TASK DIRECTIONS: What lines in the material hold the string "queues"? Return every one of them.

RECORDS TO PROCESS:
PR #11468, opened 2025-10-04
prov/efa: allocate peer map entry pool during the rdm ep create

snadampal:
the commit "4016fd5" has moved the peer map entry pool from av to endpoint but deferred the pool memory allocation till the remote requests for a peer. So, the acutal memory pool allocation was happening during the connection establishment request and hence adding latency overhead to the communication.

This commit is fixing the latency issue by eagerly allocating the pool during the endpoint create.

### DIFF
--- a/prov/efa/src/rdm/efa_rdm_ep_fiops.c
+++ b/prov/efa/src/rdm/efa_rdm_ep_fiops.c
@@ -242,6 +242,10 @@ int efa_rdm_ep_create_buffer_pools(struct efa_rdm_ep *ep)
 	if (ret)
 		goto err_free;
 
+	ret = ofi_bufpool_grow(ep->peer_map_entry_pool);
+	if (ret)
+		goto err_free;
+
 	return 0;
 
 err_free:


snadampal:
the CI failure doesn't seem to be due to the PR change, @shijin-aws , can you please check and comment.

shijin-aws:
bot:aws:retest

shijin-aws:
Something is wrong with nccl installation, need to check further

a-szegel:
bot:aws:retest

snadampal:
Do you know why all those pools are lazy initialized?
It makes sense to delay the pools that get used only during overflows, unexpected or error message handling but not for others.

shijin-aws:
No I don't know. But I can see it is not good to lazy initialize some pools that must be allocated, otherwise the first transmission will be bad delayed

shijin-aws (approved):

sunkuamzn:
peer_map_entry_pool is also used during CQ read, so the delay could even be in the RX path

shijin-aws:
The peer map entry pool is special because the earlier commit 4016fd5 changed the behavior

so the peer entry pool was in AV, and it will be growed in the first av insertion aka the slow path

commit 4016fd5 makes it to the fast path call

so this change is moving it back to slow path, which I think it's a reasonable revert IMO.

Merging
--
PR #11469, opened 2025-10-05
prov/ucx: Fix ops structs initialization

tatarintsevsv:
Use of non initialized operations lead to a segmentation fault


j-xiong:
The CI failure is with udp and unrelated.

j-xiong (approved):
---
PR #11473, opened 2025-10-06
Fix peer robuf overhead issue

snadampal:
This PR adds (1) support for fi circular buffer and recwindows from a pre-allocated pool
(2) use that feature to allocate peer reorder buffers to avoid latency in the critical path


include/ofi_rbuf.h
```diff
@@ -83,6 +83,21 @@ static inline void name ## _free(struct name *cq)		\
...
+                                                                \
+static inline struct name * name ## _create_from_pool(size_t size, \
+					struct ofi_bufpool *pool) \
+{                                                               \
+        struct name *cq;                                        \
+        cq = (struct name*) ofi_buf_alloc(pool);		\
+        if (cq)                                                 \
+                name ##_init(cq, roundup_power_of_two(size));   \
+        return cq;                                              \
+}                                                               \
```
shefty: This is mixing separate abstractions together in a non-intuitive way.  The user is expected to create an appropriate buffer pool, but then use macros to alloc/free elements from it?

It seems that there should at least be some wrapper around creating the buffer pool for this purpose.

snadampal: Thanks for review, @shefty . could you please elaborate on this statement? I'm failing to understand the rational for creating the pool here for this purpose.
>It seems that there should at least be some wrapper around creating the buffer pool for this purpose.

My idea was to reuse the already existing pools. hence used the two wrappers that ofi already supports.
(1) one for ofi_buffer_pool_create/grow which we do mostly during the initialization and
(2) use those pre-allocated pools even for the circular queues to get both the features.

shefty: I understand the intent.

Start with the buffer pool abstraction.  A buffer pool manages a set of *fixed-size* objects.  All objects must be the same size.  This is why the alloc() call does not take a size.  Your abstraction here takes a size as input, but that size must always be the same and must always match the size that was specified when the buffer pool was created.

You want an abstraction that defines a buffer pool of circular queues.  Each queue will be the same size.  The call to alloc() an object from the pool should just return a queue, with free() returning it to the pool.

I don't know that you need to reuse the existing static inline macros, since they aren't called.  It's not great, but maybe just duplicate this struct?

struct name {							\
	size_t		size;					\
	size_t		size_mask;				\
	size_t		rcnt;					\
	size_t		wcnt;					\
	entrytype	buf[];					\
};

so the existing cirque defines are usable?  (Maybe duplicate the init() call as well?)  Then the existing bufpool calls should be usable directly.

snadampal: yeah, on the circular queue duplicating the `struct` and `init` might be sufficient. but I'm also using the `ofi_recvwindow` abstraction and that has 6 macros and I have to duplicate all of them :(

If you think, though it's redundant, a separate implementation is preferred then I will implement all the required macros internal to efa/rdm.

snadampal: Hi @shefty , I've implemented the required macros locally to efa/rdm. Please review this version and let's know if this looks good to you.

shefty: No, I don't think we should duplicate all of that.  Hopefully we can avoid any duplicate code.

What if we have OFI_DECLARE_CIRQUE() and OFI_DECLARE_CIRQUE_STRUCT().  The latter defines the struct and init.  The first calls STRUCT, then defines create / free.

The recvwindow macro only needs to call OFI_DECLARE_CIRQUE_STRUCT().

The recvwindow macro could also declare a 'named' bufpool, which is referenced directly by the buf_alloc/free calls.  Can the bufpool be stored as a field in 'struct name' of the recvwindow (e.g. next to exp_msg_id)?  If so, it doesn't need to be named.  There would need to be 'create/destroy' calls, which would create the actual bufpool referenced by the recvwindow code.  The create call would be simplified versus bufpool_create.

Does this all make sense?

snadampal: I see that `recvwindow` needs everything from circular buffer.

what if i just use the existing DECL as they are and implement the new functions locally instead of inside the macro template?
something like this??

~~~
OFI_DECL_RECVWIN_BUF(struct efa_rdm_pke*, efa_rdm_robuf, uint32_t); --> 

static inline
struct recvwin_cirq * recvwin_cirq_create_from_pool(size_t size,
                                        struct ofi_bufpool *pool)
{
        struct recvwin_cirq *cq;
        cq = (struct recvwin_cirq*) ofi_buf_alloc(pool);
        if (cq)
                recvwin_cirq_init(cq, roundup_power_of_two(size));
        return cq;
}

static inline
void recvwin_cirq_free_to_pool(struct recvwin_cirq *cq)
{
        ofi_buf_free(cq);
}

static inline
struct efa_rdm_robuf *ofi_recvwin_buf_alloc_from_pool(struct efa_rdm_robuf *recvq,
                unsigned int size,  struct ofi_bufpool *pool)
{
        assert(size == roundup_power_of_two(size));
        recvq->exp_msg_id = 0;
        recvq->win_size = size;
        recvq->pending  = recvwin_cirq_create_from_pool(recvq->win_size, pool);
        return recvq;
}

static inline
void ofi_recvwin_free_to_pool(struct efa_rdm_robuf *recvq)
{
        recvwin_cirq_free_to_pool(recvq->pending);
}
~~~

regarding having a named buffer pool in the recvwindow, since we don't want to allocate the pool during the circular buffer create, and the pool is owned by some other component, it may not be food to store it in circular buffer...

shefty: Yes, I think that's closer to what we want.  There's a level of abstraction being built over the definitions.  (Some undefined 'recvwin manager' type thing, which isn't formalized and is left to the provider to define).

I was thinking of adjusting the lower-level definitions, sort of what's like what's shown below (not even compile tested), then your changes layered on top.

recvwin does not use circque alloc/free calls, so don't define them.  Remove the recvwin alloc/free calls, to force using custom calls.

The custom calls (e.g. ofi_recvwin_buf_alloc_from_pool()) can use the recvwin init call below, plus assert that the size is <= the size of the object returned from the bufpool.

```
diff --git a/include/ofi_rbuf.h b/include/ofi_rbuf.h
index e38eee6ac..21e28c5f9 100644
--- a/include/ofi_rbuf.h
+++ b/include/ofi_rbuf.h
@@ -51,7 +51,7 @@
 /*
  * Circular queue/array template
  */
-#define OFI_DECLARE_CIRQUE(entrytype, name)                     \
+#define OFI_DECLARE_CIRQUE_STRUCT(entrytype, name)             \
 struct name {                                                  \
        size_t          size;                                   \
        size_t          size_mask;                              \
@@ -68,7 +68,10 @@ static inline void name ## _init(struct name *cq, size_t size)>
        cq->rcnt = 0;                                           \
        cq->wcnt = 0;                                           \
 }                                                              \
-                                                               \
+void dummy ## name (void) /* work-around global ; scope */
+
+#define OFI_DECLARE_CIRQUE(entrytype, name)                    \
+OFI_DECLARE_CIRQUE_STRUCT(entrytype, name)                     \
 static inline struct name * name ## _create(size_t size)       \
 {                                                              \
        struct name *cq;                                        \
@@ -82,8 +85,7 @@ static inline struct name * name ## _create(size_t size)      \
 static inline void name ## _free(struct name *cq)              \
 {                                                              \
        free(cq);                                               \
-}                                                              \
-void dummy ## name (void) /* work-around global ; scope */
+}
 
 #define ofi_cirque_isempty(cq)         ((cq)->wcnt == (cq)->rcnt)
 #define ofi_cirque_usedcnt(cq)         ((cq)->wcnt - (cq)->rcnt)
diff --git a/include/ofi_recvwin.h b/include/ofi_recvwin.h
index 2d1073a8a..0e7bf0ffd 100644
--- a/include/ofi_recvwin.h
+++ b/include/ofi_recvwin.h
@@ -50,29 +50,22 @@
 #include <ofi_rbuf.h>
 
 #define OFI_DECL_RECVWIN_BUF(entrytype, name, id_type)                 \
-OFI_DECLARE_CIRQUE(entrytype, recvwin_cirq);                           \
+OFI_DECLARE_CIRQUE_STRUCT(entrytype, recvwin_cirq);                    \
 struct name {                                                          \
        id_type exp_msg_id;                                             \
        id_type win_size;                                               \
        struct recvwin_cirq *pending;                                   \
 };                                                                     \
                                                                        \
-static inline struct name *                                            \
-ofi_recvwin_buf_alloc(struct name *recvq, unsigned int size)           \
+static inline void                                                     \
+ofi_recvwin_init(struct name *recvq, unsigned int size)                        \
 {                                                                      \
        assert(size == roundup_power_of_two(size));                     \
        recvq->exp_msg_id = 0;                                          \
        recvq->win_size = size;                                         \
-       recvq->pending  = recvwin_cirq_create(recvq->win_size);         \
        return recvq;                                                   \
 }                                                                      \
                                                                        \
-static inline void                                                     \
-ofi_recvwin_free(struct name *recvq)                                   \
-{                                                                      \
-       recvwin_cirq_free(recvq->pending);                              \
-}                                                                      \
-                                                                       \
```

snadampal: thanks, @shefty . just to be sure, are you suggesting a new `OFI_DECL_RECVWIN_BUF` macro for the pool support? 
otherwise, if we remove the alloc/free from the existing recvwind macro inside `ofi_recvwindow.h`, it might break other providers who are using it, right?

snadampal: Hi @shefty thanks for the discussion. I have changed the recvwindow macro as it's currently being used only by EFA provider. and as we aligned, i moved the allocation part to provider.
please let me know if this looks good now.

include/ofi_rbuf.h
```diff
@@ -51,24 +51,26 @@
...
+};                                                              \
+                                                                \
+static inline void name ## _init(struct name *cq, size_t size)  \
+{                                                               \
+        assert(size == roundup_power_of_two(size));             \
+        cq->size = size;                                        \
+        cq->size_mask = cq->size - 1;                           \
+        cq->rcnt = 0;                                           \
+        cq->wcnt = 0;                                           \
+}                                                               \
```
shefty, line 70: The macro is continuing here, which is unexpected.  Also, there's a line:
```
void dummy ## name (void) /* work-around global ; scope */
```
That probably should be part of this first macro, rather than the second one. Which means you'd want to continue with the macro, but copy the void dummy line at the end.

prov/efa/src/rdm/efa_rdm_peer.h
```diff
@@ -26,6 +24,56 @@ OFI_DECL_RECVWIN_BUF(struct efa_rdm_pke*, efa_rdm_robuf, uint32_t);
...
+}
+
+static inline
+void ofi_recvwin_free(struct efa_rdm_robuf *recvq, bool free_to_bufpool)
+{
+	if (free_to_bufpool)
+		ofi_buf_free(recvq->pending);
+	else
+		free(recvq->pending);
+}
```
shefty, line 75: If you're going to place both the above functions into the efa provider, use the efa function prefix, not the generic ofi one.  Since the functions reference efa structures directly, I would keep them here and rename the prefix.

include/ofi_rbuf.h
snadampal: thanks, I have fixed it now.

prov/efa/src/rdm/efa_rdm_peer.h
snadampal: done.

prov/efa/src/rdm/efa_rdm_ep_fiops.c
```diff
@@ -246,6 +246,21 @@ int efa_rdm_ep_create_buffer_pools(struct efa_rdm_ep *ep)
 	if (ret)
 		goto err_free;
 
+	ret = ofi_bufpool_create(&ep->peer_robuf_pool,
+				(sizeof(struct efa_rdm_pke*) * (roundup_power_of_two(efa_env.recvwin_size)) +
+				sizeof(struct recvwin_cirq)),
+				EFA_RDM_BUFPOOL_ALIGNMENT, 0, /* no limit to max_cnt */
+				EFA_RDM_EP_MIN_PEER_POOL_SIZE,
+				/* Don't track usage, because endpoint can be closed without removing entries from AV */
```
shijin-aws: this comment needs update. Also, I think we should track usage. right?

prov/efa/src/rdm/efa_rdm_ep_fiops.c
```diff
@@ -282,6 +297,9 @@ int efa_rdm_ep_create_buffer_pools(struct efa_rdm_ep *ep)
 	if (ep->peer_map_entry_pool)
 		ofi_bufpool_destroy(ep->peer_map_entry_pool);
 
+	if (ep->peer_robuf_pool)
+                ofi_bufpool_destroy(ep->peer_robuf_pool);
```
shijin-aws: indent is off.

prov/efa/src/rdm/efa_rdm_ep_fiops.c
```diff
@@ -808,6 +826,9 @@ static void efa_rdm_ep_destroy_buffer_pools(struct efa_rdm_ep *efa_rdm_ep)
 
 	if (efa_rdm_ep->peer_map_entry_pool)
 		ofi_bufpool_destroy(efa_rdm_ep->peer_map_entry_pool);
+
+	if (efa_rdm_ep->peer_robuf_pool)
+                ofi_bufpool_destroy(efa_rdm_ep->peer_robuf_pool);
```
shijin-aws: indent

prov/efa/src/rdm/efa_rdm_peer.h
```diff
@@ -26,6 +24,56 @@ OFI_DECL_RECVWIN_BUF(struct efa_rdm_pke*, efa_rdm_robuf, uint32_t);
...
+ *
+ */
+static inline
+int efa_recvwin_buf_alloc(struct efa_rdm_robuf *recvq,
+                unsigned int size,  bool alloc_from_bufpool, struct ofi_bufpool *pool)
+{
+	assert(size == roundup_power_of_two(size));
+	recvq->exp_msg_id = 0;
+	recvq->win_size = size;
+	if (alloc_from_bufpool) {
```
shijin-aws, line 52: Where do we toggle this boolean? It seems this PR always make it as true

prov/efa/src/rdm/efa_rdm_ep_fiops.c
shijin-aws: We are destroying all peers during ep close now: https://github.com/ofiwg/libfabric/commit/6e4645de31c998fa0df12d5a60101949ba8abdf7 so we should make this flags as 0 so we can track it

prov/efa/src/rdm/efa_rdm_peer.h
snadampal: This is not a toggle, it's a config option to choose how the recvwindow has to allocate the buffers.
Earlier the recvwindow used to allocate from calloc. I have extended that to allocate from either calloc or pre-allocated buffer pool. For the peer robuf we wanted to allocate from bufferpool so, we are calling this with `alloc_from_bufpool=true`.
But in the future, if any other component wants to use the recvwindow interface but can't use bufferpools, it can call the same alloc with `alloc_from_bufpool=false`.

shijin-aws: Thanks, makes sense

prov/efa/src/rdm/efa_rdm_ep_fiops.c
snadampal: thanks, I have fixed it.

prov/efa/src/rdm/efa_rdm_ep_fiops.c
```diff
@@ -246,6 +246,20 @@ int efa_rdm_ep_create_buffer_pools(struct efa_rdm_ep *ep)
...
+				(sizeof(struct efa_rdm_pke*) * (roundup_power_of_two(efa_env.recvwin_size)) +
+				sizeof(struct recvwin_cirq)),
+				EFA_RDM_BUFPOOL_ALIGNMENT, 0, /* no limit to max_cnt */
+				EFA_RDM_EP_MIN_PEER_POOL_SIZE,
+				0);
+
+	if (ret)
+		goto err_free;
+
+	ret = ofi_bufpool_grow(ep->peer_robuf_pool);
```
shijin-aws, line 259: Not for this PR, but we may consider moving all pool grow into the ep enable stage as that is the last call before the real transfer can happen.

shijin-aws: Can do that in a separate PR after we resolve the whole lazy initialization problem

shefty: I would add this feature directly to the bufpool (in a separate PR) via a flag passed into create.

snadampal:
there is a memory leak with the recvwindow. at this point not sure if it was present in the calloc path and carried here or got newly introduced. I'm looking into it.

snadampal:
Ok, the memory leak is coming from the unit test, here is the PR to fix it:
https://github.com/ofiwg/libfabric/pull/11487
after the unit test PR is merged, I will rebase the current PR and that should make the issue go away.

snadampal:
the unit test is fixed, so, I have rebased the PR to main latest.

ANSWER BOX:
(2) use those pre-allocated pools even for the circular queues to get both the features.
You want an abstraction that defines a buffer pool of circular queues.  Each queue will be the same size.  The call to alloc() an object from the pool should just return a queue, with free() returning it to the pool.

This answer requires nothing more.